- [Information]
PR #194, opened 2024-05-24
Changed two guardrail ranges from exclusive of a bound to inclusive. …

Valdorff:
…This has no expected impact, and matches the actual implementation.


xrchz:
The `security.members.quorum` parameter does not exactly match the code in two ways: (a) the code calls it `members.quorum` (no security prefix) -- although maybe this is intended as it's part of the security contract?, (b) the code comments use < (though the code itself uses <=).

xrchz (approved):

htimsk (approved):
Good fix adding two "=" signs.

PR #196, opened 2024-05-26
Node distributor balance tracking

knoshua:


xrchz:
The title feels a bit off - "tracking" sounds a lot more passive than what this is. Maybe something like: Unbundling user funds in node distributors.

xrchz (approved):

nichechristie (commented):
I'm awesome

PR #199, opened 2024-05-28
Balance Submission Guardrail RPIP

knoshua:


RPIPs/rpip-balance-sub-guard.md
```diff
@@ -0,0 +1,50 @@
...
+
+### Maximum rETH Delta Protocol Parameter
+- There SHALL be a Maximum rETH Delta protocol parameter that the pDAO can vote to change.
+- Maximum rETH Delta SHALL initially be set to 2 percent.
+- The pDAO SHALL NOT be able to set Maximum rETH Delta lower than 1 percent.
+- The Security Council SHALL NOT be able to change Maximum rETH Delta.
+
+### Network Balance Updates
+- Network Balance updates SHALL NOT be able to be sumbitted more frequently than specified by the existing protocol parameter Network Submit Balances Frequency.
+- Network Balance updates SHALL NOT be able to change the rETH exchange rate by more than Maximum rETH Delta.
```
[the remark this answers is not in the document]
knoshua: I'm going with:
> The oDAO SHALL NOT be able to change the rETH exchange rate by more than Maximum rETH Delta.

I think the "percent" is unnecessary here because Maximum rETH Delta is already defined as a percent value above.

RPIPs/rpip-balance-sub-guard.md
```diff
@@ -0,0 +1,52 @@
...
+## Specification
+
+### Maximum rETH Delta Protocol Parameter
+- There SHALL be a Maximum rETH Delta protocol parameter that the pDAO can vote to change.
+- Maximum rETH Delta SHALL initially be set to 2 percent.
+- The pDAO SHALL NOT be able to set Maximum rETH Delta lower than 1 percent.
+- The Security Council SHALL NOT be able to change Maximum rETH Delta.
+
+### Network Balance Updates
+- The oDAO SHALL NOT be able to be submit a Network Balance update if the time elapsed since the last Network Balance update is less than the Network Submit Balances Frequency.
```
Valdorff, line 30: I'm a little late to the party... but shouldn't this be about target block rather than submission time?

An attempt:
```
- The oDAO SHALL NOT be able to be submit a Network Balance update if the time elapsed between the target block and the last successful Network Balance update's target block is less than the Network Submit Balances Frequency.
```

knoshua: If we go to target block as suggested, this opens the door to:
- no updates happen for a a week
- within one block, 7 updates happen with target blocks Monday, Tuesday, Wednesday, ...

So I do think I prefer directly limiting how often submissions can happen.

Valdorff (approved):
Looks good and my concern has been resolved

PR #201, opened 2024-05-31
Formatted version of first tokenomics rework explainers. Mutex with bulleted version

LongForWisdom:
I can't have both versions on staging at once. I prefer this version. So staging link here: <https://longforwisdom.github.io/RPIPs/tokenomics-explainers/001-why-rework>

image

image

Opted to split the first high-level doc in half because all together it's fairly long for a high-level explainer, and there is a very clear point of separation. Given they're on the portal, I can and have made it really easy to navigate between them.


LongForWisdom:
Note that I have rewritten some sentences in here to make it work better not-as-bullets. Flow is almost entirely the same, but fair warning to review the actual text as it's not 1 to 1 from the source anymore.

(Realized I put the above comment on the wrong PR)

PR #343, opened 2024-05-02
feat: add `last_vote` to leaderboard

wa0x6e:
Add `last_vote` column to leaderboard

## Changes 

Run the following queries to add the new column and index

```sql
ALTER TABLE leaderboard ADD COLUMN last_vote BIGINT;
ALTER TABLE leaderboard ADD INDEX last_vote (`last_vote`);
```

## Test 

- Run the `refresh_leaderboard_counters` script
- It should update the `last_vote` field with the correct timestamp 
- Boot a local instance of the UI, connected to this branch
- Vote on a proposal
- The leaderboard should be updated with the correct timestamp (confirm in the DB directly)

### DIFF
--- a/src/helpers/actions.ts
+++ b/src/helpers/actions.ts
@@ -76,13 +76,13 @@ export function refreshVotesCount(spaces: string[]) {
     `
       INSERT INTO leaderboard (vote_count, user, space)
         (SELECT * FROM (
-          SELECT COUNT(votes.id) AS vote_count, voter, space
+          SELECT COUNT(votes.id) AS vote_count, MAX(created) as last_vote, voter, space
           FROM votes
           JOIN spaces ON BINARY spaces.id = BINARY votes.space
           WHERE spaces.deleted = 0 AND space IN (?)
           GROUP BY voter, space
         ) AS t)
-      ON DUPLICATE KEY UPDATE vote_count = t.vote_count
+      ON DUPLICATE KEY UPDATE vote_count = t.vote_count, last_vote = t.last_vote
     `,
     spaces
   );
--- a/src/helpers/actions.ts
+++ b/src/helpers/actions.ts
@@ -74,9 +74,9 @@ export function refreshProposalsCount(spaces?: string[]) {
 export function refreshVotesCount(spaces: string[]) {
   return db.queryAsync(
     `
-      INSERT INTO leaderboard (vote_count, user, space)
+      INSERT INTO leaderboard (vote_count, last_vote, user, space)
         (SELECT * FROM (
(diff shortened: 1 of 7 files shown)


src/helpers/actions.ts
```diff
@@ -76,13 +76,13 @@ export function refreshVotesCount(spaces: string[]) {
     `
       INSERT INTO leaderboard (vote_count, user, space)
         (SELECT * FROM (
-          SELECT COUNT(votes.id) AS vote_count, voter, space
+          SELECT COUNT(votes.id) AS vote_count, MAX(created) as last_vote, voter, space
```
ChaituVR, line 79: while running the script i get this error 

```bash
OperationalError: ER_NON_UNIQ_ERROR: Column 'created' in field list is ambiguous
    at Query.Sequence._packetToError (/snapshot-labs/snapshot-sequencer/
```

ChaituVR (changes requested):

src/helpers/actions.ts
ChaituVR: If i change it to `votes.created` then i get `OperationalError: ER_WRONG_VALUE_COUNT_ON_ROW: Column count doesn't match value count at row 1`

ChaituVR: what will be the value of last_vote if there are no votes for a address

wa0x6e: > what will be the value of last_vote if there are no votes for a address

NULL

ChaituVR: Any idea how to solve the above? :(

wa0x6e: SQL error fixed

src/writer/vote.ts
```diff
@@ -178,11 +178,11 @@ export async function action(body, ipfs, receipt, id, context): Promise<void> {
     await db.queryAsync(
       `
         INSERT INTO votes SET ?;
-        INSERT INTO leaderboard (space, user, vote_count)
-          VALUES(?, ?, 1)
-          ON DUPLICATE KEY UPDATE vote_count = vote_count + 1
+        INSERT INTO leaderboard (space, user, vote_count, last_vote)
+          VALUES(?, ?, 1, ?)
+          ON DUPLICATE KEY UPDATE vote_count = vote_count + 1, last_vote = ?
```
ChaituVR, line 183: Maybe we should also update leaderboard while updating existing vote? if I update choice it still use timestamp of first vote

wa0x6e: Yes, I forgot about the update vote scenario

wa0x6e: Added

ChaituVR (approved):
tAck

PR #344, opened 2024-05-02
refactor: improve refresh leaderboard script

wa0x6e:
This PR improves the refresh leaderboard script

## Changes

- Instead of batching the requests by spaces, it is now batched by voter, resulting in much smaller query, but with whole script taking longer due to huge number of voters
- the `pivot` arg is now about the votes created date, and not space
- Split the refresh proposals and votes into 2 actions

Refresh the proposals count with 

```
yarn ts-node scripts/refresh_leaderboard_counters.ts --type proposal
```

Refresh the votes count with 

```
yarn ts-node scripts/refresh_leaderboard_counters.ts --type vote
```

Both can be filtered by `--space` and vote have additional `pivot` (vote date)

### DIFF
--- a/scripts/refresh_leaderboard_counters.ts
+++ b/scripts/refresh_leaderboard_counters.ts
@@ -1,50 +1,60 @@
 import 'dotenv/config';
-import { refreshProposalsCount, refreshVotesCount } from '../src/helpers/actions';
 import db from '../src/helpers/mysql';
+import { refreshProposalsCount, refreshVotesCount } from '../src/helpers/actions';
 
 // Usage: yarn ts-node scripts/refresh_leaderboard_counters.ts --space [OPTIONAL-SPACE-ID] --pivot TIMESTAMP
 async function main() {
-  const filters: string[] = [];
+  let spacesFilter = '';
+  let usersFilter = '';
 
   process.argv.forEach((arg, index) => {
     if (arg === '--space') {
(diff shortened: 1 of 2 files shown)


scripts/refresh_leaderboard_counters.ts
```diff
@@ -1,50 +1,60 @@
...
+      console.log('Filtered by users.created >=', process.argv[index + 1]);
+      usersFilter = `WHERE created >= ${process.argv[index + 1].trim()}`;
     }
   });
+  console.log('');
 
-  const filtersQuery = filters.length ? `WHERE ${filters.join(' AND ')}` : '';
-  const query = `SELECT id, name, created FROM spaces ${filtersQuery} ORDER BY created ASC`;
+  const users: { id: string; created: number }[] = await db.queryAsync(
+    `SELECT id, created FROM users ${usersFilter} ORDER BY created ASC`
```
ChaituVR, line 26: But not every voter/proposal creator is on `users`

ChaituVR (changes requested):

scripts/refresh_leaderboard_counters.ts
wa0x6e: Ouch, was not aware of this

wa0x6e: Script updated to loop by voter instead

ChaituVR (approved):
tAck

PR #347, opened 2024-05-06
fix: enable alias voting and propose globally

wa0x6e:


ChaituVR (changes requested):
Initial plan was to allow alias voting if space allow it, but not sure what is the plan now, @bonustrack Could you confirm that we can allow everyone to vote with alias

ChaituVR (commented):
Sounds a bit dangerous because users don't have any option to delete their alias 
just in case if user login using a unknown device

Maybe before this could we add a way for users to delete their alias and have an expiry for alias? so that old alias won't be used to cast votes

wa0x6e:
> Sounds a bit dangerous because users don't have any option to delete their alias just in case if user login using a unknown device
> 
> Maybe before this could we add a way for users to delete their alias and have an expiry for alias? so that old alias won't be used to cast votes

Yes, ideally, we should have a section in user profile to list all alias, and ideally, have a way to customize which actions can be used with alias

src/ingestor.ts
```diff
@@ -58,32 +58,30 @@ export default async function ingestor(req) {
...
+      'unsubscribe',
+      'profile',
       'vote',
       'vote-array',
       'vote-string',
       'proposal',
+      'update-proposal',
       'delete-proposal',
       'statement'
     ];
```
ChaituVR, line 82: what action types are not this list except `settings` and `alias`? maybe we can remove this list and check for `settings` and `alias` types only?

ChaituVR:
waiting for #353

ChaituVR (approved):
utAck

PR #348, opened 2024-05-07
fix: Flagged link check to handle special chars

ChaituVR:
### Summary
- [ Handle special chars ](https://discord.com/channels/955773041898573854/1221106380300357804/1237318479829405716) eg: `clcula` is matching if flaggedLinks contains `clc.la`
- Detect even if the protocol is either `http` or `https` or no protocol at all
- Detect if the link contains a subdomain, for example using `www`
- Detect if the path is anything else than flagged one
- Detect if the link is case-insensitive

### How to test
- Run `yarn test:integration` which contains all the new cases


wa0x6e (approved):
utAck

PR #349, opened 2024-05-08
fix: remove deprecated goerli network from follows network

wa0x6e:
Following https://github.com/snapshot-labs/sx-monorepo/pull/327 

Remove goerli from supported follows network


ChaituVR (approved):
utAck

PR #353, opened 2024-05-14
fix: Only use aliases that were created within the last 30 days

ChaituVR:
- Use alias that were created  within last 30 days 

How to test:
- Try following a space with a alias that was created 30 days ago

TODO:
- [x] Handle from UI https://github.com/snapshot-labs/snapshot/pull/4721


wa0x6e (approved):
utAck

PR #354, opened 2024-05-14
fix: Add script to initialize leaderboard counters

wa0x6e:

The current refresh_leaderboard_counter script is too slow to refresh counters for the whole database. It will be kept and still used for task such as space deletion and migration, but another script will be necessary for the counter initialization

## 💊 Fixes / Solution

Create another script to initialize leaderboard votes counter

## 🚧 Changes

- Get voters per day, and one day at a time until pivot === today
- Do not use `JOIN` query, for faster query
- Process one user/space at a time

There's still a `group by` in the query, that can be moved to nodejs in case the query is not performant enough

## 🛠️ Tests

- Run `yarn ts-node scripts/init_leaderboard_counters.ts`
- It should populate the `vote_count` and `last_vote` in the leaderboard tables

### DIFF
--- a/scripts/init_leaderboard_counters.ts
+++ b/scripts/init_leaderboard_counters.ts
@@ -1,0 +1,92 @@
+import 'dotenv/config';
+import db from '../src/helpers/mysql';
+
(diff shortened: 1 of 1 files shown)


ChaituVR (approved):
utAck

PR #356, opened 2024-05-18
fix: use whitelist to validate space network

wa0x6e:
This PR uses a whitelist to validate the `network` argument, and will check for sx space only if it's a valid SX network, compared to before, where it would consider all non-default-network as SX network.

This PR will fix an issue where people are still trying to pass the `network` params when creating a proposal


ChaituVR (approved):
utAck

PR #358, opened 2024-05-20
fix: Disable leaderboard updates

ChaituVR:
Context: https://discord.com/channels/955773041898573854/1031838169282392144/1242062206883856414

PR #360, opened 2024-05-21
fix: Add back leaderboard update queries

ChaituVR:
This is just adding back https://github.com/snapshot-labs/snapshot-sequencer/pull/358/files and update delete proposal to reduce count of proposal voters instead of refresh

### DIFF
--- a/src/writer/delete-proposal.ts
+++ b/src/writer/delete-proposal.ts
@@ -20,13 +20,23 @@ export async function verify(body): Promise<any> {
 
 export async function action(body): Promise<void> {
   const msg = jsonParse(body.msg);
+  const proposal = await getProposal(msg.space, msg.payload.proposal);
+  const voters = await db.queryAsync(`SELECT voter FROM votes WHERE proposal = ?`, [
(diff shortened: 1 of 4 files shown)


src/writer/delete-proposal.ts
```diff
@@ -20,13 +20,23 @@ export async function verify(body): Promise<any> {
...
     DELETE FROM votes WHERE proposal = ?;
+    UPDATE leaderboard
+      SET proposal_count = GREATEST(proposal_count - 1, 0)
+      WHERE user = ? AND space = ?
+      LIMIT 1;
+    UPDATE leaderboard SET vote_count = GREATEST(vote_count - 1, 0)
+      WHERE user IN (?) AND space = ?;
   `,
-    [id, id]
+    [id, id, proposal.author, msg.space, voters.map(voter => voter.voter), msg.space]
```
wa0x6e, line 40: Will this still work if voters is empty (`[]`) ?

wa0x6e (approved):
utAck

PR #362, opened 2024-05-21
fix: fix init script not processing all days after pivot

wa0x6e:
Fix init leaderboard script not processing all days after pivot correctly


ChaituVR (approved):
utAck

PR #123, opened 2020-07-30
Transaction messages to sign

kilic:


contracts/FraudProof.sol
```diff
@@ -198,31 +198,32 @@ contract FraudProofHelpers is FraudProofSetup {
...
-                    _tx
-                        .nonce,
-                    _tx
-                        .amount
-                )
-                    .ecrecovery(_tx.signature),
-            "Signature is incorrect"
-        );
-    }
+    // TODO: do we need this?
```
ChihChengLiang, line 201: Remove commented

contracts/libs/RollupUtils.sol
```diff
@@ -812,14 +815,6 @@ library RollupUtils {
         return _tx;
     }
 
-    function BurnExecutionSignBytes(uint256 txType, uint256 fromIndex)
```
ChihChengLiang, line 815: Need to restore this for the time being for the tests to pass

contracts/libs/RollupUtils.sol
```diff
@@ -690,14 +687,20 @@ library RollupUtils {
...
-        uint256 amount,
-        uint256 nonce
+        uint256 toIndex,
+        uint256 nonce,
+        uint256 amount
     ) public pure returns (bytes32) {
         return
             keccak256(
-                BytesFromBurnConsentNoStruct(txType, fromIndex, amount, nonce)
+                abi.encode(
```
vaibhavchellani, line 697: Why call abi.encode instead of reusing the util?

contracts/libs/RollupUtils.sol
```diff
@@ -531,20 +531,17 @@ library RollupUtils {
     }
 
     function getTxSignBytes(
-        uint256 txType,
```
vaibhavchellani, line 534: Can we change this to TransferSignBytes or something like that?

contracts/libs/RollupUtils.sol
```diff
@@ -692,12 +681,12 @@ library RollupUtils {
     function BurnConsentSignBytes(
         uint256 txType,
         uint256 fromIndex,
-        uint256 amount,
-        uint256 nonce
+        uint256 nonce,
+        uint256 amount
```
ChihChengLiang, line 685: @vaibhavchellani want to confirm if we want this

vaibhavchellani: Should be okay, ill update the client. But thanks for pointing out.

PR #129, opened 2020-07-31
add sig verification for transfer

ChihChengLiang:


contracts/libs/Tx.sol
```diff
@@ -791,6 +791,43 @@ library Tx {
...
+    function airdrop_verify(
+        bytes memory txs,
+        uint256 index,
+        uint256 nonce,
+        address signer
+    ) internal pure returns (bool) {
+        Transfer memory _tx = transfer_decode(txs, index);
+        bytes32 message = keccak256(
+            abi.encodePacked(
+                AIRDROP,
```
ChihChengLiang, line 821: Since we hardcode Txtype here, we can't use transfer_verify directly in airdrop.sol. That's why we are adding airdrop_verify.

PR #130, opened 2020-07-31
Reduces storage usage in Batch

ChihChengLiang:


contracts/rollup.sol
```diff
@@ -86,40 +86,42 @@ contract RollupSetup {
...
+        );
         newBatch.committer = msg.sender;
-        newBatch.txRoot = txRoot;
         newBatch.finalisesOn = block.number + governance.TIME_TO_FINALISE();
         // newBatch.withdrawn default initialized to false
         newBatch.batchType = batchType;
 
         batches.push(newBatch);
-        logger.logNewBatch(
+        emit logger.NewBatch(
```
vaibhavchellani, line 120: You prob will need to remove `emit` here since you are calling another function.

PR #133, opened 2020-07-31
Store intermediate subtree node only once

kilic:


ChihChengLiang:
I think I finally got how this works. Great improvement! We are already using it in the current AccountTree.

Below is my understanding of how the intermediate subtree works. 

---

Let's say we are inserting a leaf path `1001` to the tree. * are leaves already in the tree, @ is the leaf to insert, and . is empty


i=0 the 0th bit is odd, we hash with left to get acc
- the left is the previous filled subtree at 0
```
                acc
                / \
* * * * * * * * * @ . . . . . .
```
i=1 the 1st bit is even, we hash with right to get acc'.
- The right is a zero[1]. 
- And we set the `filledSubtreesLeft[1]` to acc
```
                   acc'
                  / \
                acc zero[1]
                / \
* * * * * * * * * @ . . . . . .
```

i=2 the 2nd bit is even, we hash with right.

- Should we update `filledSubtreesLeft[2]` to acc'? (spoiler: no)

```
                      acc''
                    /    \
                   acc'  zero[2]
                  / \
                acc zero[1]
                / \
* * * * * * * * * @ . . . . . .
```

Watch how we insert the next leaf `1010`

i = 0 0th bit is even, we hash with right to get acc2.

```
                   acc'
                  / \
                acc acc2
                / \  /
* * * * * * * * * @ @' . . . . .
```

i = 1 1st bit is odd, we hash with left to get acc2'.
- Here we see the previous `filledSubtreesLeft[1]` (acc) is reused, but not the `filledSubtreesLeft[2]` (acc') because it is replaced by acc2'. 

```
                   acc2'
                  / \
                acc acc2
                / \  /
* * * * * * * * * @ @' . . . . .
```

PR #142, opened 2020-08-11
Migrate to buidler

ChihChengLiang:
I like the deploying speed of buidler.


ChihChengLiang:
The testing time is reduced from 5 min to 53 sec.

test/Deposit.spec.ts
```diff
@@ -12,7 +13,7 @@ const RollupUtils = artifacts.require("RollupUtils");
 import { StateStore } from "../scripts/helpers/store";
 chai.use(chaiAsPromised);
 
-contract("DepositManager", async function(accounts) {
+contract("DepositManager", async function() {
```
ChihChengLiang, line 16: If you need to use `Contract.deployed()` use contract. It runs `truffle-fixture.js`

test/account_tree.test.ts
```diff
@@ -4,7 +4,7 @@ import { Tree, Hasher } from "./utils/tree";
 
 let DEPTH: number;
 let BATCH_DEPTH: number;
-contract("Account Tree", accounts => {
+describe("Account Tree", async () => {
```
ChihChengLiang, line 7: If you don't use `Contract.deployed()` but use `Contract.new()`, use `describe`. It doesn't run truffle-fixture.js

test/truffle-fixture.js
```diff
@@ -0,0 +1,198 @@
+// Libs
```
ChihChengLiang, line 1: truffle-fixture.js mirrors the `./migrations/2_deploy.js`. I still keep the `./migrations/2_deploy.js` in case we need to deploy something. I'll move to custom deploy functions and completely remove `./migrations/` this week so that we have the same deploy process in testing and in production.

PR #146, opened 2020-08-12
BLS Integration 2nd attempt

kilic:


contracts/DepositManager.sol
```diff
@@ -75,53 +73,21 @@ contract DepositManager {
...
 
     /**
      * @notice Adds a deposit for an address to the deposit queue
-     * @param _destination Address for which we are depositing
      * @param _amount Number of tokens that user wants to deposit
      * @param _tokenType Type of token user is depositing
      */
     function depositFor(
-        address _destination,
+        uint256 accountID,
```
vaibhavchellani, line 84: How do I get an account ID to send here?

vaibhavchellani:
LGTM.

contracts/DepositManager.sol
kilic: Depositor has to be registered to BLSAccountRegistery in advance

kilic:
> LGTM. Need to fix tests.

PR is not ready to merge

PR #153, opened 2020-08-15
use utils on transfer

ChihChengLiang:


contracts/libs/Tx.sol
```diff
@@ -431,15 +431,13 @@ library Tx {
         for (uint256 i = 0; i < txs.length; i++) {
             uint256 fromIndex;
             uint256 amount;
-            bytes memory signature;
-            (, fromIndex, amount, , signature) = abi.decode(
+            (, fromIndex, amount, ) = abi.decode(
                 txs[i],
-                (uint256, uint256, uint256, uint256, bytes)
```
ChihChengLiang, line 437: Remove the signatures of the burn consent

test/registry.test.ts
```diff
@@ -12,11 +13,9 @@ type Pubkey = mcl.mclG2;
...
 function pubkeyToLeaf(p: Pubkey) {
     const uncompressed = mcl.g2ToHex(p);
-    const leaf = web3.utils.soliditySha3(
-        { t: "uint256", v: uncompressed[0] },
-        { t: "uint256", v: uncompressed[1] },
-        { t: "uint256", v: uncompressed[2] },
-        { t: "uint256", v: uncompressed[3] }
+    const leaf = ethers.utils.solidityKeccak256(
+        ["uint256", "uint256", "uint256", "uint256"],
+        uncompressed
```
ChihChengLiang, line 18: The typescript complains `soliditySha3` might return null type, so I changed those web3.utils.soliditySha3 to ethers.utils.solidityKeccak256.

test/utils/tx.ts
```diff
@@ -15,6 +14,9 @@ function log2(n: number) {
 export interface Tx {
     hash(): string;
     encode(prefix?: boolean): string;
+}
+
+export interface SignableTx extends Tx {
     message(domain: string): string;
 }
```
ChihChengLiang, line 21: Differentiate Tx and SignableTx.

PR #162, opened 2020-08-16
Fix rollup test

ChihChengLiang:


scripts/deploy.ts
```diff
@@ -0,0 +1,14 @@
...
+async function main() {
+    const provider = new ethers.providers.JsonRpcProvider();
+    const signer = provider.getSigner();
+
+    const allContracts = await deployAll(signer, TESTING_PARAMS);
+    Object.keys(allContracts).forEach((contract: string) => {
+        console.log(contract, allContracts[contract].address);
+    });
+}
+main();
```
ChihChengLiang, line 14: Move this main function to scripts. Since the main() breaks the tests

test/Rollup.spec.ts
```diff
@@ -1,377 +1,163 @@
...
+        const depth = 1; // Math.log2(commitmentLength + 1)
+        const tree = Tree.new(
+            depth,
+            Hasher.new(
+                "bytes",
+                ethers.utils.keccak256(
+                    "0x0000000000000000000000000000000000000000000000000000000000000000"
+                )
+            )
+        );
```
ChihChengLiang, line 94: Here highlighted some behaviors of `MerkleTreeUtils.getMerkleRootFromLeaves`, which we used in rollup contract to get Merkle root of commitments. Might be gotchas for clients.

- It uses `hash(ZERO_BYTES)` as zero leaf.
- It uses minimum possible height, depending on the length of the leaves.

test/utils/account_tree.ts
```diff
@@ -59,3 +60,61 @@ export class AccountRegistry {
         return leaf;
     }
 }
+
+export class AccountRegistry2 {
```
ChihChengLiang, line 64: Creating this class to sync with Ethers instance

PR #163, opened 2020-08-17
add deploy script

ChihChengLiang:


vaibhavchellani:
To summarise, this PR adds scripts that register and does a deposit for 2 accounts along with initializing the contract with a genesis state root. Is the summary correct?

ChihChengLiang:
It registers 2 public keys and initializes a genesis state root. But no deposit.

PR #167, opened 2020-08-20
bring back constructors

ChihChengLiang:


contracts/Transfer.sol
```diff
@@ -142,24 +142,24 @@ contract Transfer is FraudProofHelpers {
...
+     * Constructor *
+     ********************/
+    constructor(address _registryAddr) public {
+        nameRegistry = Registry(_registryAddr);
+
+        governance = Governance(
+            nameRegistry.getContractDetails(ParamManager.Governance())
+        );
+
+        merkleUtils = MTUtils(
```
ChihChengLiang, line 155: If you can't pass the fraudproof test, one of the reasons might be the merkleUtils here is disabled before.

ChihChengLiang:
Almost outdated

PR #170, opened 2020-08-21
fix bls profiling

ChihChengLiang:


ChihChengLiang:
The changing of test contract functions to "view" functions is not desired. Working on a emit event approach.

- [What the task requires]
In the entries above, find each line containing the string "describe" and copy it.

- [Solution for this problem]
+describe("Account Tree", async () => {
ChihChengLiang, line 7: If you don't use `Contract.deployed()` but use `Contract.new()`, use `describe`. It doesn't run truffle-fixture.js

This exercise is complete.